So, as you can imagine, the 1st week away from home… working in clinic full time (for just that week) was rather “life changing” for my family. Rather, it was changing in terms of the fact that my being gone shuffled EVERYTHING around. And, it accentuated certain parenting patterns.
During one our play times last week, I realized from tussling with him along with a reaffirming conversation with my wife… that I am truly Joy & Sadness to my boy.
Whenever I get a chance, I try to play and be as happy as possible. So, whenever I’m stern… it MEANS something. My wife takes the brunt of the disciplinary presence… remorse comes from me… she get’s anger and resentment from our son.
I suppose that’s just how it kind of “is.” It’s a bit emotionally tragic as Nathan basically gets the “best” and “worst” emotions from me. It’s a huge responsibility. When I rebuke him, it basically shatters his soul. But, if I don’t, then we reinforce bad behaviors. For the moment, I guess this is how things are going to go down. Hopefully… it’s just a phase & these toddler emotions will even out.
ESPECIALLY, when they are toddlers. Yes, they are ridiculously cute at this stage. They are talking… and, talking back. They are walking… and, running away from you into dangerous traffic. They are eating… and, determined to paint the house with dinner. And, they LOVE the word “No!”
Take last night for example: Last night, we didn’t sleep… until it was already “tomorrow.” The time change screwed up our boy… and, it was a ROUGH night. It’s easy in times like this to just wish the kid would GROW UP!

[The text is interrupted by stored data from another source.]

PR #6267, opened 2026-01-16
Remove WidgetEntity when server is removed

TimoPtr:
## Summary

On Sentry we see some errors of server not found coming from the widget. Today we are not removing the widget entities when we remove a server. This PR does this, even if it doesn't remove the widget it is going to prevent a widget to try to use a serverID that doesn't exist anymore and would crash the app.

If a user tries to interact with a widget that has a deleted server now it won't do anything now except showing a toast or an error on the widget.

## Checklist

## Any other notes

I tried to add a test that verify that we don't forget to add new WidgetDao inside the list of widgetDao. It uses the classloader to find all the sub-interfaces of WidgetDao.

### DIFF
--- a/app/src/test/kotlin/io/homeassistant/companion/android/widgets/WidgetsDaoTest.kt
+++ b/app/src/test/kotlin/io/homeassistant/companion/android/widgets/WidgetsDaoTest.kt
@@ -1,0 +1,105 @@
+package io.homeassistant.companion.android.widgets
+
+import dagger.hilt.android.testing.HiltAndroidRule
+import dagger.hilt.android.testing.HiltAndroidTest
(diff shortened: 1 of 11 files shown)


jpelgrom:
As shortly discussed on Discord, the goal for multiserver was to keep data that can be reconfigured on server delete, and only delete data that cannot be reused.

For widgets, they would error but editing should allow you to change the server and keep using them. Maybe the widget code needs to be improved to fail early instead of throwing exceptions. But deleting the row from the database completely would result in the user having to manually remove (and re-add) widgets, which can be time-consuming and confusing.

TimoPtr:
Closing since #6264 should catch most the error of call made to a removed server.

PR #6282, opened 2026-01-19
Catching wrong exception in ServerSettingsPresenter

TimoPtr:
## Summary

Screenshot 2026-01-19 at 08 29 00

After the recent changes it turns out that we are catching the wrong exception while trying to setAppActive from the settings. This PR simply avoid the crash but doesn't fix the underlying issue that we should not try in the first place to setAppActive with an ID that doesn't exist. Which tells me that we should still proactively cleanup whatever that could lead to this scenario, probably with #6265.


jpelgrom:
> recent changes

To be more specific, it looks like it is the result of #6212

PR #6292, opened 2026-01-20
Update status/navigation bar colors on page change for insets

### LINKED ISSUE #6270: White screens causing time/status to be invisible
**Home Assistant Android app version(s):** 2026.1.3-full (19812)

**Android version(s):** 16 (BD3A.251105.010.E1) - latest build 

**Device model(s):** Pixel 10 Pro

**Home Assistant version:** 2026.1.1

I've noticed in a recent release (but prior to the latest one) that white screens - settings - leave the phones time, reception etc (anything that's typically visible above the outside of the app) are invisible.

Image

Image

My guess is that, in light mode, android is picking up the default theme colour, and the home assistant primary colour is a darkish blue (I can't pick the hex value as I'm on mobile ATM). So android decides that when the app launches, a black text on the primary colour (used in the header bar of non-setting pages) has a contrast too low, so it changes the text colours to white - thus it's invisible on the settings page.

In the screenshot I've included a dark mode on my phone and you can see the time on the phone is still visible, which is why I suspect contrast. Additionally, I tested by changing the theme to a lighter blue (which I think is a pretty bad contrast against white), and this also "fixed" the time appearing (included in screenshots).

Image

Image

The reason I've raised this as a (possible) bug, and one that the android app might be able to control, is that the Companion screen does actually have the phone's time visible - so I'm guessing this page is doing something slightly different which might help resolve the issue. 

I should also note that I've tested this with both "Fullscreen" (on the Companion settings, enabled and disabled and it makes no difference. 

Image

**Additional information:**

Sorry for all the screenshots - it was tricky to describe!

jpelgrom:
## Summary

This PR adds a new Javascript event listener for navigation events, and updates the status/navigation bar colors on page changes for servers with insets. With older servers or devices without a recent WebView, this will simply do nothing.

This fixes the issue where any settings page would result in invisible notifications, time, etc. with the default HA light theme.

 - Fixes #6270
 - Does not yet fix issue with the navigation drawer (I don't think we can fix this without a frontend change - can't have different colors for left/right)
 - Does not yet fix more info dialogs (the new listener is fired for this because it is navigation, just need to find a reliable way to determine the color with JS).

## Checklist

## Screenshots

Note how the status bar changes between white/black in test, but not in a release build (~2026.1.4):

https://github.com/user-attachments/assets/a61be834-86b1-497c-b785-38a320e0d64a

n/a

## Any other notes

 - I've also removed comments about deprecation because this is now relevant and the frontend still [appears to send the event ](https://github.com/home-assistant/frontend/blob/e4d6f3c9d72c58b3a1ad47af39291d3dcd994533/src/panels/profile/ha-pick-theme-row.ts#L232) that was mentioned as deprecated.
 - Logging was minimized to avoid cluttering the logs too much

### DIFF
--- a/app/src/main/kotlin/io/homeassistant/companion/android/webview/WebViewActivity.kt
+++ b/app/src/main/kotlin/io/homeassistant/companion/android/webview/WebViewActivity.kt
@@ -827,13 +827,14 @@ class WebViewActivity :
             removeJavascriptInterface(javascriptInterface)
             addJavascriptInterface(
                 object : Any() {
-                    // TODO This feature is deprecated and should be removed after 2022.6
                     @JavascriptInterface
-                    fun onHomeAssistantSetTheme() {
+                    fun onHomeAssistantSetTheme(onlyForInsets: Boolean) {
                         // We need to launch the getAndSetStatusBarNavigationBarColors in another thread, because otherwise the evaluateJavascript inside the method
                         // will not trigger it's callback method :/
                         lifecycleScope.launch(Dispatchers.Main) {
-                            getAndSetStatusBarNavigationBarColors()
+                            if (!onlyForInsets || serverHandleInsets.value) {
+                                getAndSetStatusBarNavigationBarColors()
+                            }
                         }
                     }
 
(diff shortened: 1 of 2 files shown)


TimoPtr:
Closing in favor of disabling the edge to edge #6296 the frontend is going to send us the mode to use instead of us reading it to be more future proof.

Yet, I’d offer to say this is rather the wrong mindset.We need to ENJOY this little window time we have for precious moments… like these!
Nathan SMASHING his face into me… which he still does. And, I know one sad day… it’ll stop.
A photo posted by Ben Fung (aka @DrBenFung) (@daddyintheraw) on
I guess the point is this: Life only comes around once. And, you don’t get to rewind the tape and get that time back. Enjoy it! Enjoy (as best you can) those melt downs. Enjoy the emotional weirdness that is toddler life. These are precious moments.
These are the moments I quit an accelerated corporate career for. These are the moments I quit a $6-Figure job for. THESE are the moment I completely derailed the direction in my life… so, that I could be a better father.
I was diagnosed. I was put on meds. I took myself off of them. And, I started developing strategies to not just compensate — but, to channel the energy and thrive.
ADD/ADHD is enter not a disability. In fact, I feel like it is a super-ability! Here’s the thing, for years now, I’ve been a highly read columnist in Asian circles under a secret pen-name… ooooooooooo — the secrecy of it all!
Haha 🙂 At first, it was for privacy. Also, there were some cultural concerns. Nevertheless, this week, I just have some thoughts to share. It’s pretty personal. It’s definitely me being vulnerable. You may or may not agree. And, you know what? It’s okay. It’s just me sharing. But, I think that I have a fairly unique perspective on the matter. So, I hope you find value in it, and, will share it with people who may be struggling.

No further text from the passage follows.